Study identifies mechanism holding electron pairs together in unconventional superconductors

Depending on the perspective one chooses, a theoretical calculation can describe observed physics more or less accurately. Back in 2015, Alessandro Toschi from the Institute of Solid State Physics at TU Wien and his team, within an international cooperation, developed a theoretical method that can be used to determine the best way of looking at unsolved questions in solid state physics.

Since then, the research team has further developed this diagnostic method and recently applied it to unconventional superconductors, together with researchers from the University of Michigan in Ann Arbor and the Max Planck Institute for Solid State Research in Stuttgart. The researchers recently published their results in the scientific journal Proceedings of the National Academy of Sciences (PNAS).

The idea behind this method can best be illustrated using an analogy: In classical mechanics, there are several ways to describe the motion of celestial bodies. If we consider the Earth as the center of the solar system, for example, the description quickly becomes confusing and complicated. But if we place the sun at the center of the model, the theoretical description becomes much more elegant and meaningful.

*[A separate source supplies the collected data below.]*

PR #2844, opened 2021-11-29
feat(FloatingBox): Integrate with DatePickerE

jpveooys:
## Related issue

#2439

(Split from #2841.)

## Overview

This makes it possible for FloatingBox to use an external target element, and integrates it with DatePickerE.

## Reason

Code reuse and to simplify DatePickerE.

(It wasn't possible to integrate it as it was as the styling on `StyledTarget` interferes with the width of the date picker input.)

## Work carried out

- [x] Add ability for FloatingBox to use an external target
- [x] Update DatePickerE to use FloatingBox

### DIFF
--- a/packages/react-component-library/src/components/Popover/Popover.tsx
+++ b/packages/react-component-library/src/components/Popover/Popover.tsx
@@ -15,7 +15,7 @@ import { useHideShow } from '../../hooks/useHideShow'
 export interface PopoverProps
   extends Omit<
     FloatingBoxProps,
-    'onMouseEnter' | 'onMouseLeave' | 'renderTarget'
+    'onMouseEnter' | 'onMouseLeave' | 'renderTarget' | 'targetElement'
   > {
   /**
    * JSX target element to attach the Popover to.
--- a/packages/react-component-library/src/primitives/FloatingBox/FloatingBox.tsx
+++ b/packages/react-component-library/src/primitives/FloatingBox/FloatingBox.tsx
@@ -13,17 +13,39 @@ import { StyledArrow } from './partials/StyledArrow'
 import { useFloatingElement } from '../../hooks/useFloatingElement'
 import { FLOATING_BOX_SCHEME } from './constants'
 
-export interface FloatingBoxProps extends PositionType, ComponentWithClass {
+export interface FloatingBoxBaseProps extends PositionType, ComponentWithClass {
   role?: string
   contentId?: string
   scheme?: FloatingBoxSchemeType
   onMouseEnter?: (e: React.MouseEvent) => void
   onMouseLeave?: (e: React.MouseEvent) => void
   children?: React.ReactElement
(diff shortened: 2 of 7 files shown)


packages/react-component-library/src/components/Popover/Popover.tsx
```diff
@@ -15,7 +15,7 @@ import { useHideShow } from '../../hooks/useHideShow'
 export interface PopoverProps
   extends Omit<
     FloatingBoxProps,
-    'onMouseEnter' | 'onMouseLeave' | 'renderTarget'
+    'onMouseEnter' | 'onMouseLeave' | 'renderTarget' | 'targetElement'
```
thyhjwb6, line 18: A thought here is whether this can be covered by a test. Not a showstopper though.

packages/react-component-library/src/primitives/FloatingBox/FloatingBox.tsx
```diff
@@ -49,11 +72,18 @@ export const FloatingBox: React.FC<FloatingBoxProps> = ({
     arrowElementRef,
     styles,
     attributes,
-  } = useFloatingElement(placement)
+  } = useFloatingElement(placement, undefined, targetElement)
```
thyhjwb6, line 75: Wondering if it could work well to swap the parameters on `useFloatingElement` hence not needing to pass `undefined`.

thyhjwb6 (approved):
Looks great 👍

packages/react-component-library/src/primitives/FloatingBox/FloatingBox.tsx
jpveooys: I did want to change the signature of `useFloatingElement` but we're exporting it for some reason – will have to leave it alone for now but we could change it or make it internal for v3.

packages/react-component-library/src/components/Popover/Popover.tsx
jpveooys: Did you have something specific in mind? It would be a type error to pass `targetElement` (though we have `// @ts-nocheck` on the tests for some reason :man_shrugging: )

thyhjwb6: I was thinking something along the lines of instantiating the component with the omitted props and perhaps wrapping with a `try catch` but I cannot find an easy solution which makes me think it's not worth it.

packages/react-component-library/src/primitives/FloatingBox/FloatingBox.tsx
m7kvqbe1: I think the thinking was to expose the hook for people to use in situations where FloatingBox was not appropriate.

I don't think anyone is using it at the moment though...

m7kvqbe1 (approved):
👍

PR #2845, opened 2021-11-29
feat(RangeSliderE): Base implementation with feature parity

### LINKED ISSUE #2436: Implement `RangeSliderE` (legacy feature parity)
https://docs.google.com/document/d/1MJlbdqhxQvt5qGn87Ubs2_OZUusdIgHwdV8NEofAMqQ/edit

m7kvqbe1:
## Related issue

Closes #2436

## Overview

Create new experimental `RangeSliderE` component based on design spec.

## Link to preview

https://61a8f4b587ed053ee108b405--rangeslidere.netlify.app

## Reason

>Implement new `RangeSliderE` component and reach feature parity with legacy.

## Work carried out

- [x] Create base component implementation
- [x] Use new story format
- [x] Make some performance enhancements
- [x] Fix bug when clicking to change slider value
- [x] Add `hasMarkers` prop to toggle markers
- [x] Remove deprecated `hasPercentage` feature
- [x] Style in line with design spec

## Screenshot

Screenshot 2021-11-29 at 16 01 45

## Developer notes

The design spec changes the way threshold functionality works when combined with multiple handles. 

Needs discussion with design authority to elaborate on desired behaviour.

This will be implemented as part of a seperate PR: https://github.com/defencedigital/mod-uk-design-system/issues/2849


packages/react-component-library/src/components/RangeSliderE/partials/StyledHandle.tsx
```diff
@@ -0,0 +1,41 @@
...
+
+interface StyledHandleProps {
+  $isActive?: boolean
+  $thresholdColor?: ThresholdColor
+}
+
+const { color } = selectors
+
+export const StyledHandle = styled.div<StyledHandleProps>`
+  left: var(--left);
```
jpveooys: Is this compatible with IE11?

jpveooys (commented):
Looks very nice.

One other small comment – even if they aren't meant to overlap, I think the labels should have a background colour set (instead of being transparent):

image

packages/react-component-library/src/components/RangeSliderE/RangeSliderE.stories.tsx
```diff
@@ -0,0 +1,171 @@
...
+          enabled: false,
+        },
+      ],
+    },
+  },
+}
+
+const StyledWrapper = styled.div`
+  display: flex;
+  height: 5rem'
```
jpveooys: May need to bump the top-padding for the canvas view:

image

packages/react-component-library/src/components/RangeSliderE/partials/StyledHandle.tsx
m7kvqbe1: Hmm looks like it needs a polyfill - I will investigate because this technique gives a nice performance improvement when dragging the handles in some environments.

packages/react-component-library/src/components/RangeSliderE/HandleE.tsx
```diff
@@ -41,7 +41,7 @@ export const HandleE: React.FC<HandleEProps> = ({
       aria-valuemin={min}
       aria-valuemax={max}
       aria-valuenow={value}
-      $left={`${percent}%`}
+      style={{ '--left': `${percent}%` }}
```
thyhjwb6: As this is a new pattern I am wondering how it compares to passing `$left` as typically we may want to steer away from using a `style` prop as that is the plan for other components.

My point is if it is favourable over `$left` then there might be some situations we want to use `style` which is not obviously documented in the code.

thyhjwb6 (commented):
Code looks good 👍 

Comment about the proposed `var` pattern

packages/react-component-library/src/components/RangeSliderE/HandleE.tsx
m7kvqbe1: Hmm yeah it's only being used here over the transient prop for performance gain.

Using the css variable means we don't destroy and create loads of new instances of the styled-component as the user drags the slider handle.

Maybe I should supplement it with a comment?

thyhjwb6: Perhaps that and/or updating [Contributing docs](https://github.com/defencedigital/mod-uk-design-system/blob/master/docs/contributing.md#styled-components) as there appears to be nuance.

k9dh3zij:
Thanks @m7kvqbe1, looking great! Minor style tweaks:

1. When at the lowest / highest value, the handle should be mid-aligned to the visual start / end of the scale. It's currently a few pixels off:
image
image

2. Clicking anywhere on the slider (causing the handle to move) or grabbing and moving the number input box should cause the slider handle to get the focus. Currently it only gets the focus if I grab the handle itself or tab to it.

https://user-images.githubusercontent.com/73531035/144046648-ca1a3f48-b091-4301-a1b9-b707cda755bb.mov

3. Clicking exactly on a tickmark doesn't cause the slider to move there (notice the second click in the video above).

4. Apologies this wasn't called out in the spec, but can you ensure a 12px padding between the icons and the edges of the slider track please?
image

packages/react-component-library/src/components/RangeSliderE/partials/StyledHandle.tsx
m7kvqbe1: Polyfill added to CRA template and Storybook.

jpveooys:
@m7kvqbe1 FYI the Chromatic build failed for IE11: 

image

m7kvqbe1:
Removed CSS variables optimization because IE11 polyfills do not work with styled-components.

k9dh3zij:
Thanks for the fixes @m7kvqbe1 - looking great! 👍 

I assume this is part of #2849 but just so it doesn't get lost:

Tickmarks with thresholds currently disappear behind the filled track.
Current:
image
Spec:
image

All earlier points have been addressed, thank you! :)

jpveooys (approved):
Nice!

PR #2848, opened 2021-11-29
Add clear button to `SelectE`

### LINKED ISSUE #2846: Add `SelectE` - clear button
Split out from #2438 

Adds a clear button to `SelectE`

thyhjwb6:
## Related issue
Closes #2846 

## Overview
Adds a clear button to `SelectE`.

## Link to preview
https://selecte-clear.netlify.app/?path=/story/select-experimental--default

## Reason
When an option has been selected then it may need to be cleared.

## Work carried out
- [x] Add clear button

## Notes
- Button sizes will be picked up in a [separate ticket](https://github.com/defencedigital/mod-uk-design-system/issues/2883).

### DIFF
--- a/packages/react-component-library/src/components/SelectE/SelectE.test.tsx
+++ b/packages/react-component-library/src/components/SelectE/SelectE.test.tsx
@@ -67,6 +67,10 @@ describe('SelectE', () => {
       expect(wrapper.getByTestId('select-input')).toHaveValue('')
     })
 
+    it('does not display a clear button', () => {
+      expect(wrapper.queryAllByTestId('select-clear-button')).toHaveLength(0)
+    })
+
     it('does not display the items', () => {
       expect(wrapper.queryAllByTestId('select-option')).toHaveLength(0)
     })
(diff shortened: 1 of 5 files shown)


packages/react-component-library/src/components/SelectE/SelectE.test.tsx
```diff
@@ -135,6 +139,20 @@ describe('SelectE', () => {
...
+          beforeEach(() => {
+            wrapper.getByTestId('select-clear-button').click()
+          })
+
+          it('resets the value', () => {
+            expect(wrapper.getByTestId('select-input')).toHaveValue('')
+          })
+
+          it('calls the `onChange` callback', () => {
+            expect(onChangeSpy).toHaveBeenCalledWith(undefined)
```
jpveooys: Should we be calling it with `undefined` or `null`?

(I think I'd say null as that is what you'd expect when it's serialised into JSON; undefined might get dropped.)

Would be good to update the type of `onChange` in `SelectEProps` too (currently `onChange?: (value: string) => void`, should be `value?: string` if we're using undefined, or `value: string | null` if null).

jpveooys (commented):
Looks good! Just that small comment.

jpveooys (approved):

k9dh3zij:
👍 Clear button all good, cheers!

m7kvqbe1 (approved):
LGTM

PR #3706, opened 2023-12-15
fix(Popover): Respect existing callbacks

### LINKED ISSUE #3705: Popover is not respecting existing callbacks on render targer
### Description
If the render target has `onMouseEnter` and `onMouseLeave` callbacks then they are overwritten for rendering a popover. The existing callbacks need to be respected.

thyhjwb6:
## Related issue
Fixes #3705 

## Overview
This change makes it so that existing callbacks are still called.

## Reason
Callbacks were being overridden.

## Work carried out
- [x] Fix `onMouseEnter` and `onMouseLeave` not respected

### DIFF
--- a/packages/react-component-library/src/components/Popover/Popover.test.tsx
+++ b/packages/react-component-library/src/components/Popover/Popover.test.tsx
@@ -249,4 +249,27 @@ describe('Popover', () => {
       )
     })
   })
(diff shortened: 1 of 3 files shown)


m7kvqbe1 (approved):
LGTM

PR #3717, opened 2024-01-23
fix(Popover): Prevent pending timer being cleared early

m7kvqbe1:
## Overview

Prevent pending `hideElement` timer from being wrongly cleared.

## Reason

Invocation of `onMouseEnter` handler exposed by `useHideShow` hook in quick succession has the potential to wrongly clear a pending timer set by `hideElement`. This is particularly apparent when multiple Popover instances are used adjacent to one another with small target elements. The end result would be Popovers left open when they should have closed.

## Work carried out

- [x] Add automated test
- [x] Add logic to return early

## Developer notes

This has already been tested downstream in a consuming application.

### DIFF
--- a/packages/react-component-library/src/components/Popover/Popover.test.tsx
+++ b/packages/react-component-library/src/components/Popover/Popover.test.tsx
@@ -6,7 +6,9 @@ import {
   render,
   RenderResult,
   waitFor,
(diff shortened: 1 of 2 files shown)


thyhjwb6 (approved):
👍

The situation is similar with the various competing mechanisms driving the physics of unconventional superconductors. Their electrical resistance—just as with conventional superconductors—drops abruptly to zero below a certain temperature level, which makes it possible to conduct and store electricity without loss. To realize this special state, the electrons of the solid must bind into pairs, despite mutual repulsion. This purely quantum physical phenomenon can be triggered by various mechanisms. While in conventional superconductors, the interaction between the electrons and the atomic vibrations plays a central role, this effect is usually negligible in unconventional superconductors. Here, the repulsive interaction between the electrons is of greater importance.

Theory and practice

For a long time, however, it was disputed by which microscopic mechanism this repulsion between the electrons is overcome and thus pairs can be formed—the so-called “pairing glue,” as Alessandro Toschi explains. In particular, the question is what kind of fluctuation (e.g., spin or charge) holds the electron pairs together in unconventional superconductors. “The colleagues from the University of Michigan therefore wanted to analyze their results for a calculation intended for the cuprate class of materials using our diagnostic method,” Toschi reports. These unconventional superconductors, whose crystal structure contains copper anions, were discovered as early as 1986 and have puzzled physics ever since.

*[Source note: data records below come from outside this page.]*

PR #3718, opened 2024-02-02
feat(Table): Add onRowClick event

ghost:
## Overview
Add an `onRowClick` event to the Table component

## Reason
Allows component consumers to react to clicks on items in the table

## Work carried out
- [x] New optional prop for `onRowClick` added to `TableProps`
- [x] Update tests

### DIFF
--- a/packages/react-component-library/src/components/Table/Table.tsx
+++ b/packages/react-component-library/src/components/Table/Table.tsx
@@ -26,6 +26,11 @@ export interface TableProps extends ComponentWithClass {
    * Optional text caption to display above the component.
    */
   caption?: string
+  /**
+   * Optional, handler invoked when a row is clicked.
+   * @param id - the id of the row
+   */
+  onRowClick?: (id: string) => void
 }
 
 function getKey(prefix: string, id: string) {
@@ -37,6 +42,7 @@ export const Table: React.FC<TableProps> = ({
   caption,
   children,
   className,
+  onRowClick,
   ...rest
 }) => {
   const { tableData, sortTableData, sortField, sortOrder } = useTableData(data)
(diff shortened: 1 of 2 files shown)


packages/react-component-library/src/components/Table/Table.tsx
```diff
@@ -26,6 +26,11 @@ export interface TableProps extends ComponentWithClass {
    * Optional text caption to display above the component.
    */
   caption?: string
+  /**
+   * Optional, callback when a row is clicked
```
m7kvqbe1:
```suggestion
   * Optional handler invoked when a row is clicked.
```

m7kvqbe1: Sorry I know this is really nitpicky. 

Just trying to align it with style of other prop interface comments (tone of voice / full stop).

packages/react-component-library/src/components/Table/Table.tsx
```diff
@@ -61,6 +75,7 @@ export const Table: React.FC<TableProps> = ({
         <tbody>
           {tableData.map((row: RowProps) => (
             <StyledTableRow
+              onClick={() => handleRowClick(row.id)}
```
m7kvqbe1, line 78: Might be able to do this inline with optional chaining `onRowClick?(id)`.

Fine as is though.

m7kvqbe1 (commented):
LGTM just change to the interface comment. 

Only nitpicky about these because they end up in the Storybook docs.

packages/react-component-library/src/components/Table/Table.tsx
ghost: 👍 Done. Totally agree about consistency and tone.

m7kvqbe1 (approved):

PR #3719, opened 2024-02-05
fix(Popover): Avoid timeout usage for a 0 closeDelay

m7kvqbe1:
## Overview

Avoid redundant `setTimeout` usage for a `closeDelay` of 0.

## Reason

This was causing issues downstream where a large number of Popovers were used with small target elements.

In some instances Popovers would persist and no longer close.

## Work carried out

- [x] Resolve bug 
- [x] Fix wrongly implemented Masthead automated test


ghost (approved):
👍 LGTM

PR #3735, opened 2024-03-21
fix(SectionDivider): Apply supplied className 

m7kvqbe1:
- Resolve issue with Masthead styling
- Resolve issue with SectionDivider styling
- Add resolutions for audit flagged deps


markhigham (changes requested):
Can you remove the boilerplate from the PR description.
Otherwise LGTM

PR #3737, opened 2024-03-25
feat(DataGrid): Create base implementation

### LINKED ISSUE #2657: Table with selectable rows and also checkbox selection
### Description

- Make the table component more interactive by providing selectable rows and hover styles when rows are selectable. 
- Allow for checkbox selection on rows

I ended up building this out of the partial components of the current table, for a link to the repo contact me via NDS slack

### LINKED ISSUE #3730: DataGrid component
### Description

As recently discussed, there is a common need for an advanced table component that is specifically designed for data.

For our project, the following would be useful (comparing with the Table component):

- **Checkboxes for each row, as per #2657** 

  This includes a select all checkbox in the header, and shading of selected rows. It should also be possible to disable some rows/checkboxes. See also my comment on that issue.

- **Review of font size and use of capitals in the header**

   These both seem inconsistent with other components in the design system. On the font size, it becomes noticeable when comparing with other things on the page, and when you embed other components in a table cell.

- **Review of background colour**

  It currently doesn't have one, so it ends up being transparent. Perhaps it should have a default background colour, and people can override it using Styled Components if they want something different.

- **Perhaps easier control over column widths**

  Currently Table uses `table-layout: fixed`, which results in each column having an equal width by default (not so useful when the contents of some columns are wider than others).

  `table-layout: auto` works okay for us for now. But I can imagine scenarios where you would want `table-layout: fixed` with percentages for some columns (e.g. if you have pagination, you probably don't want the column widths to change when navigating between pages). This could be probably be currently done with the `css` prop on `TableColumn`, but perhaps it could be nicer.

- **Right-aligned columns**

  There may be cases where right-aligned columns (including the heading) are needed e.g. for numbers.

If I can think of anything else will post back here.

m7kvqbe1:
## Related issue

Closes #3730, Closes #2657

## Overview

Create baseline DataGrid that has feature parity with existing Table component. 

Enhance to include some other additional baseline features.

## Reason

Table is lacking the features required to interrogate and manipulate large data sets.

## Work carried out

- [x] Feature parity with Table component (Column sorting, Arbitrary cell content, Caption)
- [x] Add ability to select rows with Checkbox and All Rows (header) + callbacks
- [x] Hover and active state styling for individual rows + callbacks
- [x] Solid background color as opposed to transparent
- [x] Consumer controlled column sizing (https://tanstack.com/table/latest/docs/guide/column-sizing) 
- [x] Enable custom alignment for columns

## Screenshot

Screenshot 2024-04-17 at 08 51 23
Screenshot 2024-04-17 at 08 51 30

The central question the researchers wanted to answer is in which formulation the physics of unconventional superconductivity is most transparent. This corresponds to identify which fluctuations are responsible for the electron pair bond. “We were finally able to show that the (antiferromagnetic) spin fluctuations are the ones behind the physics of unconventional superconductors. If you change the perspective and focus on the charge fluctuations, on the other hand, you get a blurred, and essentially useless representation of the underlying physics,” says Alessandro Toschi. To stay with the solar system analogy, the spin fluctuations thus correspond to that reference system in which the sun is placed at the center.

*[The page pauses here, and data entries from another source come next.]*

Issue #3734, opened 2024-03-18
Allow arbitrary content in Alert


jpveooys:
### Description

Currently `children` in Alert is typed as `string`:

https://github.com/Royal-Navy/design-system/blob/ab175e02beaa4e7e6fea7992766f5dbab620cbd4/packages/react-component-library/src/components/Alert/Alert.tsx#L40

If there isn't a reason for that, it'd be helpful to allow arbitrary content. (The design for our app currently has alerts with more complex content.)

Note also that `children` is currently placed inside a `p` element. A `p` element only allows phrasing content as children, so some elements (`div`, `ul`, `dl` etc) are not valid children of `p`.

PR #3740, opened 2024-03-29
feat(Alert): Allow arbitrary content in Alert

markhigham:
## Related issue

#3734

## Overview

Changed `children` props of Alert component from string to `ReactNode` and changed container element from `<p>` to `<div>` 

## Reason
This allows Design System users to include arbitrary html in their alerts.

## Work carried out

- [x] Update props for Alert
- [x] Added unit tests
- [x] Added storybook example

## Screenshot

image

### DIFF
--- a/packages/react-component-library/src/components/Alert/Alert.stories.tsx
+++ b/packages/react-component-library/src/components/Alert/Alert.stories.tsx
@@ -33,3 +33,25 @@ WithoutTitle.args = {
 }
 
 WithoutTitle.storyName = 'Without title'
+
+export const ArbitraryContent: StoryFn<typeof Alert> = ({
+  title,
+  children,
+  variant,
+}) => (
+  <Alert variant={variant} title={title}>
+    {children}
+  </Alert>
+)
+
+ArbitraryContent.args = {
+  title: 'Using arbitrary JSX as content',
+  children: (
+    <div>
+      <p>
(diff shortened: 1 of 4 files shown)


packages/react-component-library/src/components/Alert/Alert.stories.tsx
```diff
@@ -33,3 +36,23 @@ WithoutTitle.args = {
...
+  background-size: contain;
+  height: 3rem;
+`
+
+ArbitraryContent.args = {
+  title: 'Using arbitrary JSX as content',
+  children: <div><StyledLogoContainer />
```
m7kvqbe1: Although it's now loosened and possible to do this i'd rather us include a more simplistic example.

Maybe just `<strong>Hello, World!</strong>` or something?

My thinking around it is I don't want people to think it's ok to put images etc in an Alert.

packages/react-component-library/src/components/Alert/Alert.stories.tsx
```diff
@@ -1,8 +1,11 @@
 import React from 'react'
 import { StoryFn, Meta } from '@storybook/react'
+import styled from 'styled-components'
 
 import { Alert, ALERT_VARIANT } from './index'
 
+
```
m7kvqbe1: Extra newline?

m7kvqbe1 (approved):

Issue #3682, opened 2023-11-14
Allow `ListItem` to accept `ReactNode` as a child


oliverrees:
### Steps to reproduce
1. Create a `<List>` with a `<ListItem>`
2. Try to add a ReactNode as a child of the `<ListItem>`
3. You will receive a type error

Accoring to the [ListItem documentation](https://storybook.design-system.digital.mod.uk/?path=/docs/list--default) a `ListItem` should accept `(string | string[]) & ReactNode` as children. However, in the [Type definition](https://github.com/defencedigital/mod-uk-design-system/blob/9eb0eb2597b4cbcba88d0e1c2a158ec0e3a9c3ba/packages/react-component-library/src/components/List/ListItem.tsx) only `string | string[]` are allowed, dramatically reducing the customisation possible in a `ListItem`.

PR #3741, opened 2024-04-03
fix(List): Allow arbitrary contents in List Item

markhigham:
## Related issue

#3682

## Overview

Change to `ListItem` props to allow arbitrary contents.

## Reason

Taken from the Issue
> Accoring to the [ListItem documentation](https://storybook.design-system.digital.mod.uk/?path=/docs/list--default) a ListItem should accept (string | string[]) & ReactNode as children. However, in the [Type definition](https://github.com/defencedigital/mod-uk-design-system/blob/9eb0eb2597b4cbcba88d0e1c2a158ec0e3a9c3ba/packages/react-component-library/src/components/List/ListItem.tsx) only string | string[] are allowed, dramatically reducing the customisation possible in a ListItem

## Work carried out
- [x] Change `ListItem` props to accept `ReactNode`
- [x] Unit tests
- [x] Update to storybook 

## Screenshot
image

### DIFF
--- a/packages/react-component-library/src/components/List/ListItem.tsx
+++ b/packages/react-component-library/src/components/List/ListItem.tsx
@@ -11,9 +11,9 @@ import { useExternalId } from '../../hooks/useExternalId'
 
 export interface ListItemProps extends ComponentWithClass {
   /**
-   * Description text to display for an individual item.
+   * Description to display for an individual item.
    */
-  children: string | string[]
+  children: React.ReactNode
   /**
    * Toggles whether the item is in an active state.
    */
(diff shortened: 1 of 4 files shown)


packages/react-component-library/src/components/List/ListItem.tsx
```diff
@@ -13,7 +13,7 @@ export interface ListItemProps extends ComponentWithClass {
   /**
    * Description text to display for an individual item.
    */
-  children: string | string[]
+  children: string | string[] | React.ReactNode
```
m7kvqbe1: I think `string | string[]` is redundant because it's implicitly included as part of the `ReactNode` type.

m7kvqbe1 (approved):

PR #3754, opened 2024-04-16
fix(PhaseBanner): Wrap text to the right of the phase badge

### LINKED ISSUE #3733: Phase banner doesn't wrap well on small viewports
### Steps to reproduce

1. Go to https://storybook.design-system.navy.digital.mod.uk/iframe.html?args=&id=phase-banner--default&viewMode=story
2. Make the viewport narrow

The main text wraps below the badge and is indented:

image

I think it would make sense if the main text stayed to the right of the badge (and wrapped there). As a comparison, the GOV.UK Design System phase banner wraps like this:

image

markhigham:
## Related issue

Closes #3733 

## Overview

Wrap the banner text away from the badge

## Reason
Better design treatment and consistency with GDS

## Work carried out

- [x] Add CSS to handle the wrapping
- [x] Add new story with narrow example 
- [x] Add unit tests

## Screenshot
image

### DIFF
--- a/packages/react-component-library/src/components/PhaseBanner/PhaseBanner.stories.tsx
+++ b/packages/react-component-library/src/components/PhaseBanner/PhaseBanner.stories.tsx
@@ -1,5 +1,6 @@
 import React from 'react'
 import { StoryFn, Meta } from '@storybook/react'
+import styled from 'styled-components'
 
 import { PhaseBanner } from '.'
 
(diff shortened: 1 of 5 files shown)


m7kvqbe1:
When it wraps do you think the Alpha badge should be vertically centered?

m7kvqbe1 (commented):
When it wraps do you think the Alpha badge should be vertically centered?

markhigham:
> When it wraps do you think the Alpha badge should be vertically centered?

I used the same layout as the GDS component 
https://design-system.service.gov.uk/components/phase-banner/default/

m7kvqbe1 (approved):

While only cuprates were investigated in the present study, these results can most likely also be transferred to the material class of nickelates, which, like cuprates, belong to the class of unconventional superconductors.

The mystery is solved

With this result, the research team not only contributes to a better understanding of the mechanism of unconventional superconductors. The realization that spin fluctuations are the decisive factor also makes it possible to simplify future theoretical calculations, thus allowing for more accurate predictions. “Previously, our method was only a theoretical tool. By making the practical connection, the method has emerged as one of the most important applications for a problem that the scientific community has been trying to solve for almost 40 years,” Alessandro Toschi sums up. “Our diagnostic tool provides unambiguous answers to previously open questions.”

But society can also benefit from the fundamental findings—from a perspective point of view. If superconductors can be used at higher temperatures and normal pressure in the future, they could contribute to solve the problem of energy storage, which is a limiting factor in the use of renewable energies.